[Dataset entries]
==========

PR #191, opened 2016-03-16
IOS-11071 : Improved test coverage on device pinning errors.

crousselle:


boxcla:

BoxContentSDK/BoxContentSDK/BOXContentSDKErrors.m
```diff
@@ -16,7 +16,7 @@
 NSString *const BOXAuthTokenRequestErrorInvalidRequest = @"invalid_request";
 
 NSString *const BOXAuthErrorUnauthorizedDevice = @"unauthorized_device";
-NSString *const BOXAuthErrorExceededDeviceLimit = @"exceeded_device_limit";
+NSString *const BOXAuthErrorExceededDeviceLimit = @"exceeded_device_limits";
```
thuyBox, line 19: since we've been checking against exceeded_device_limit (without 's') in Bender, I wonder if it's a typo in Bender or in the API document. Could we confirm with @ryao, @boxtcarpel if they might know the context?

thuyBox:
Could we confirm if we should be checking for unauthorized device (400, 403), exceeded device limit (400, 403), unsupported device pinning runtime error (400, 403), unauthorized error (401) as in Bender, or keeping the current error handling to only 400 for all unauthorized device, exceeded device limit, unsupported device pinning runtime and unauthorized error? @crousselle @boxtcarpel @RicoYao

crousselle:
@thuyBox we should probably follow the documentation regarding the error code. The error code seems to have changed at some point which is why we ended up testing for both in Bender. 
After several tests of different use cases, I systematically got a 400 error and never a 403.

BoxContentSDK/BoxContentSDK/BOXContentSDKErrors.m
crousselle, line 19: I'm pretty sure this error code is deprecated as I've not been able to get it from testing, I'll reach out to the API team to confirm. However, I would follow the documentation and not what was in Bender.

crousselle, line 19: @thuyBox Just confirmed with the API team that the error code is indeed 400 and the error type "exceeded_device_limits".

thuyBox:
+2 great work!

==========

Instructions for the task :: Report each line above containing the string "boxtcarpel".

Exercise response ::
thuyBox, line 19: since we've been checking against exceeded_device_limit (without 's') in Bender, I wonder if it's a typo in Bender or in the API document. Could we confirm with @ryao, @boxtcarpel if they might know the context?
Could we confirm if we should be checking for unauthorized device (400, 403), exceeded device limit (400, 403), unsupported device pinning runtime error (400, 403), unauthorized error (401) as in Bender, or keeping the current error handling to only 400 for all unauthorized device, exceeded device limit, unsupported device pinning runtime and unauthorized error? @crousselle @boxtcarpel @RicoYao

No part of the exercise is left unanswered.